In the data below, find each line that contains the word "forma" and copy it.

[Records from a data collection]
Segment Open

PR #569, opened 2020-09-21
fix: show image only there's src

suevalov:
# Purpose of PR

* `Asset` shouldn't render an image tag if `src` attribute is nullable (for example, an empty string).
* Adds padding to title div, so there not situation like this:

Screenshot 2020-09-21 at 18 37 06

## PR Checklist

- [x] Tests are passing

### DIFF
--- a/packages/forma-36-react-components/src/components/Asset/Asset.css
+++ b/packages/forma-36-react-components/src/components/Asset/Asset.css
@@ -1,5 +1,6 @@
 @import 'settings/colors';
 @import 'settings/typography';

Segment Closed

• [Result]
--- a/packages/forma-36-react-components/src/components/Asset/Asset.css
+++ b/packages/forma-36-react-components/src/components/Asset/Asset.css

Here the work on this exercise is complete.